"I can't believe how they railroaded that poor man!" A friend of mine said after watching the 10 episode Netflix series The Making of A Murderer. "How can such things go on in a free country?"
Good question.
"Making of A Murderer" is, perhaps, the most compelling true-life crime series this year. If you haven't seen it already, you really should take the time to watch it.
[Note: If you plan on seeing the series, you should probably not read any further as this article contains spoilers.]
While trying to maintain a balanced approach to the subject, the filmmakers clearly imply that convicted murderer Steven Avery has been framed for a crime he did not commit. For my own part, I sided with the filmmakers. I believe that Steven Avery is the victim of a corrupt and biased legal system. Still, whether he's guilty or not, there's no denying that substantial police misconduct occurred in both felony crimes that Steven Avery was convicted of.
To briefly summarize the circumstances behind all this, Avery and his family were something of the "black sheep" of the small Wisconsin community of Manitowoc County. Although, the Averys ran a legal business, they were poor and less educated than their more affluent neighbors.

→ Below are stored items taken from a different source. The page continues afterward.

PR #323, opened 2022-01-12
Add filter by cluster uuid in subnet datasource

### LINKED ISSUE #308: Allow Subnet Datasources to filter based on PE ID
The terraform provider currently (v1.2.x) fails when the subnet data source is used to fetch a subnet with a non-unique name.

We should provide the capability to (optionally) filter subnets based on PE ID

shreevari:
Fixes #308


yannickstruyf3 (changes requested):
Can we create a generic "filter" param so it is easy to extend it with additional parameters down the road? For example filter subnets based on VLAN ID?
This same filter logic can be applied to other data sources as well. Similar example: https://registry.terraform.io/providers/hashicorp/aws/latest/docs/data-sources/ami

shreevari:
AWS provider uses a common ec2 filter struct and [transparently passes them to the SDK](https://github.com/hashicorp/terraform-provider-aws/blob/main/internal/service/ec2/common_schema_data_source.go#L17-L20), thus being handled by SDK/API.

An equivalent of this in Nutanix V3 APIs is the filter param in the metadata, which we already expose for list type data sources. 
Do you suggest that I add a filter param for single data sources like `nutanix_subnet`, `nutanix_cluster`, etc and pass the filter through to the API call?

shreevari:
Here's an example of filtering for list type data sources that I tried out for filtering by `vlan_id`
```

data "nutanix_clusters" "clusters" {}

output "sbnet" {
  value = data.nutanix_subnets.test
}

data "nutanix_subnets" "test" {
  metadata {
    filter = "vlan_id==154"
  }
}
```

siddharth-nutanix:
@shreevari Can you also add an example and update the datasource documentation for this change?

client/client.go
```diff
@@ -239,6 +246,138 @@ func (c *Client) Do(ctx context.Context, req *http.Request, v interface{}) error
...
+
+	return err
+}
+
+func filter(body io.ReadCloser, filters []*AdditionalFilter, baseSearchPaths [][]string) io.ReadCloser {
+	if filters == nil {
+		return body
+	}
+	var res map[string]interface{}
+	b, _ := io.ReadAll(body)
```
siddharth-nutanix: Do not ignore the error.

client/client.go
```diff
@@ -239,6 +246,138 @@ func (c *Client) Do(ctx context.Context, req *http.Request, v interface{}) error
...
+			searchPath := append(baseSearchPath, strings.Split(filter.Name, ".")...)
+			filterSearchPaths = append(filterSearchPaths, searchPath)
+		}
+		searchPaths[filter.Name] = filterSearchPaths
+	}
+
+	// Entities that pass filters
+	var filteredEntities []interface{}
+
+	entities := res["entities"].([]interface{})
```
siddharth-nutanix, line 335: Why have we hardcoded "entities" here ? Will all Prism list APIs have "entities" as the top level json key in the response ?

client/client.go
```diff
@@ -239,6 +246,138 @@ func (c *Client) Do(ctx context.Context, req *http.Request, v interface{}) error
...
+	for _, entity := range entities {
```
siddharth-nutanix, line 336: Can we bring down the complexity of this loop ? 
We can also think of using external library like [jsonpath](https://github.com/PaesslerAG/jsonpath)

client/v3/v3_service.go
```diff
@@ -57,7 +57,7 @@ type Service interface {
 	DeleteVolumeGroup(uuid string) error
 	CreateVolumeGroup(request *VolumeGroupInput) (*VolumeGroupResponse, error)
 	ListAllVM(filter string) (*VMListIntentResponse, error)
-	ListAllSubnet(filter string) (*SubnetListIntentResponse, error)
+	ListAllSubnet(filter string, additionalFilters []*client.AdditionalFilter) (*SubnetListIntentResponse, error)
```
siddharth-nutanix: filter --> all filters available on API
additionalFilters --> client side filters? 

Can we rename additionalFilters to clientSideFilters for clarity?

siddharth-nutanix (changes requested):

client/client.go
shreevari: Yes, all Prism list APIs have `entities` as top level json key in response

siddharth-nutanix:
/ok-to-test
>Line code coverage is 60.2

yannickstruyf3 (approved):

client/client.go
```diff
@@ -239,6 +246,136 @@ func (c *Client) Do(ctx context.Context, req *http.Request, v interface{}) error
...
+	if err != nil {
+		return err
+	}
+
+	if v != nil {
+		if w, ok := v.(io.Writer); ok {
+			_, err = io.Copy(w, resp.Body)
+			if err != nil {
+				fmt.Printf("Error io.Copy %s", err)
+
```
yannickstruyf3: Can we remove unnecessary newlines?

client/client.go
```diff
@@ -239,6 +246,136 @@ func (c *Client) Do(ctx context.Context, req *http.Request, v interface{}) error
...
+// DoWithFilters performs request passed and filters entities in json response
+func (c *Client) DoWithFilters(ctx context.Context, req *http.Request, v interface{}, filters []*AdditionalFilter, baseSearchPaths []string) error {
+	req = req.WithContext(ctx)
+	resp, err := c.client.Do(req)
+
+	if err != nil {
+		return err
+	}
+
+	defer func() {
```
yannickstruyf3, line 265: Indentation of the code and spacings are not consistent with rest of the code

client/client.go
```diff
@@ -239,6 +246,136 @@ func (c *Client) Do(ctx context.Context, req *http.Request, v interface{}) error
...
+	var filteredEntities []interface{}
+
+	entities := res["entities"].([]interface{})
+	for _, entity := range entities {
+		filtersPassed := 0
+	filter_loop:
+		for filter, filterSearchPaths := range searchPaths {
+			for _, searchPath := range filterSearchPaths {
+				searchTarget := entity.(map[string]interface{})
+
```
yannickstruyf3: remove newline

siddharth-kulshrestha (approved):

siddharth-nutanix (approved):

yannickstruyf3 (changes requested):
Can we also add a test case for filters in data_source_nutanix_subnet_test.go?

client/client.go
shreevari: I've run `gofmt` to iron out indentation issues. Is the spacing inconsistent due to unnecessary newlines? I've removed a bunch of newlines just now.

yannickstruyf3 (approved):

PR #888, opened 2021-03-04
Gatsby 3 migration

nkuehn:
This is a branch off the [renovate branch for gatsby v3 ](https://github.com/commercetools/commercetools-docs-kit/compare/renovate/major-gatsby-monorepo...gatsby-3-migration?expand=1 )

The smoke test site is running in develop mode, but there's issue(s) remaining with the actual build.  All topics I ran into to get it running again at all were related to webpack 5 not having node.js polyfills by default and seeming to be stricter in general. 

Known issues:
 * (done, ignoring the lib in SSR html render phase) build error with the `tmp` library doing something trying to address node.js APIs (fs.constants, os.constants) (see comment)
 * (done) RSS feed does not load any more (the rss-parser lib needs nodejs polyfills for http).  There do not seem to be attractive alternatives, but the rss-parser also provides a `ParseString` api instead of `ParseUrl`, so we could resort to not polyfilling the nodejs http(s) apis but doing the HTTP fetch ourselves. 
 * (done) for incremental builds to work we need to get rid of any "fs" usage in the SSR build step ( https://www.gatsbyjs.com/docs/reference/release-notes/migrating-from-v2-to-v3/#using-fs-in-ssr ).  I found one place in a gatsby-ssr.js where we build two icon digests by loading them.  The pattern using raw imports requires us to change the ESLint rules though. 

**please directly contribute here - I just kicked it off for curiosity**


emmenko:
Thanks for kicking it off!

I would suggest to extract the improvements not strictly related to the v3 migration into separate PRs, for example the RSS parsing part.

nkuehn:
Agree, we should use this to get it running and build a list of things to be cleaned up afterwards. 

RSS parsing needs to be looked at nevertheless because the polyfill based approach used here at the moment does build but does not actually work at runtime.

nkuehn:
Stuck on this ugly one in the `tmp`library.  It looks like a transitive dependency. 

```
14 | const path = require('path');
  15 | const crypto = require('crypto');
> 16 | const _c = { fs: fs.constants, os: os.constants };
     |             ^
  17 | const rimraf = require('rimraf');
  18 |
  19 | /*


  WebpackError: TypeError: 'get' on proxy: property 'constants' is a read-only and non-c
  onfigurable data property on the proxy target but the proxy did not return its actual 
  value (expected '[object Object]' but got '[object Object]')
  
  - tmp.js:16 
    [@commercetools-website]/[tmp]/lib/tmp.js:16:13

```

nkuehn:
Status: It builds and seems to run but something with Workflows in the PR and the status checks is broken (they are not even starting to run).

packages/ui-kit/src/components/rss-feeds.js
```diff
@@ -9,7 +9,8 @@ import RssFeedTable from './rss-feed-table';
 async function fetcher(...args) {
   const rssParser = new Parser();
   const promises = args.map(async (url) => {
-    const feedData = await rssParser.parseURL(url);
+    const feedString = await (await fetch(url)).text();
+    const feedData = await rssParser.parseString(feedString);
```
emmenko, line 13: Hmm, we're still importing the library here which is still not ideal.

I think we should drop this library and use a client-only solution that works in browsers.

For example: https://css-tricks.com/how-to-fetch-and-parse-rss-feeds-in-javascript/

Or find a library that does that but that works in browsers without using nodejs APIs.

websites/docs-smoke-test/gatsby-config.js
```diff
@@ -9,8 +9,9 @@ module.exports = {
   // https://www.gatsbyjs.com/docs/reference/release-notes/v2.30
   flags: {
     DEV_SSR: true,
-    FAST_REFRESH: true,
     PRESERVE_WEBPACK_CACHE: true,
+    FAST_DEV: true,
+    PRESERVE_FILE_DOWNLOAD_CACHE: true,
```
emmenko, line 14: Last time I tried using these there were some issues. Have you encountered any problems with these flags being active?

packages/gatsby-theme-docs/gatsby-node.js
```diff
@@ -499,10 +490,25 @@ exports.onCreateWebpackConfig = ({ actions, getConfig }, themeOptions) => {
...
+  }
   config.resolve = {
     ...config.resolve,
     // Add support for absolute imports
     modules: [path.resolve(__dirname, 'src'), 'node_modules'],
+    fallback: {
+      ...config.resolve.fallback,
+      http: false, // rss-parser related
+      https: false, // rss-parser related
+      timers: false, // rss-parser related
```
emmenko, line 508: These should go away if we drop the `rss-parser` library

emmenko (commented):
Looks promising!

Have you looked into the `gatsby-plugin-image`? I think in our case it should be pretty straight forward as we don't use the image component directly. Still, we should probably use the new package.

emmenko:
I pushed the changes to the renovate branch, we can continue from there.

PR #893, opened 2021-03-08
refactor: replace rss-parser with own custom script, to make it more browser compatible

emmenko:
The `rss-parser` library uses nodejs APIs, which causes some problems with Webpack 5.

Given that we want to fetch and parse RSS feeds on browser runtime, we should use an implementation that uses browser compatible APIs.


package.json
```diff
@@ -40,6 +40,7 @@
     "versions:uikit": "manypkg upgrade @commercetools-uikit"
   },
   "dependencies": {
+    "@babel/helper-define-map": "^7.12.13",
```
emmenko, line 43: No idea why, but apparently this dep somehow does not get installed with Yarn.

packages/ui-kit/src/components/rss-feeds.js
```diff
@@ -1,23 +1,50 @@
 import React from 'react';
 import useSWR from 'swr';
-import Parser from 'rss-parser';
 import PropTypes from 'prop-types';
 import LoadingSpinner from '@commercetools-uikit/loading-spinner';
 import ContentNotifications from './content-notifications';
 import RssFeedTable from './rss-feed-table';
 
+const parseFieldValue = (element) =>
+  element.innerHTML.replace('<![CDATA[', '').replace(']]>', '');
```
nkuehn, line 9:
```suggestion
[ ...element.childNodes ].map(textOrCdataNode => textOrCdataNode.data).join()
```
(beauty contest in sticking to DOM apis  ;-)

package.json
nkuehn: Can you explain what it has to do with the context of this PR?  I can't even find documentation.

emmenko: Nothing to do with this PR. On my machine this dep simply didn't get installed, which prevents the website to start.

packages/ui-kit/src/components/rss-feeds.js
```diff
@@ -1,23 +1,46 @@
...
 import ContentNotifications from './content-notifications';
 import RssFeedTable from './rss-feed-table';
 
+// Inspired by https://css-tricks.com/how-to-fetch-and-parse-rss-feeds-in-javascript/
+async function parseRssFeed(url) {
+  const response = await fetch(url);
+  const rawBody = await response.text();
+  const data = new window.DOMParser().parseFromString(rawBody, 'text/xml');
+
+  const feedTitle = data.querySelector('title').firstChild.data;
```
emmenko, line 14: I went with this simpler approach `firstChild.data` (thanks for the suggestion) for accessing the text value.
We only have single children, so we don't need to use `childNodes`.

davifantasia (approved):
LGTM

The Avery's oldest son, Steven was an outgoing, but edgy young man, who lived with his parents on the outskirts of town where they ran a sprawling junkyard. Steven was a bit of a hellraiser, and had a few relatively minor felonies (breaking into a bar for a drink, exposing himself and pointing an unloaded gun at a family member during an argument) on his record.
These small brushes with the law helped feed a wide-spread local reputation that Steven and the whole Avery family were "no good." Innuendo took a much darker turn when young Steven was accused of raping a young woman at a nearby lake shore. Convicted largely on the questionable testimony of the victim who did not recall the attack very clearly, but was encouraged by police to pick Steven out of a line up (after she was shown his photo and told he was the prime suspect), Steve was sent to prison for 32 years.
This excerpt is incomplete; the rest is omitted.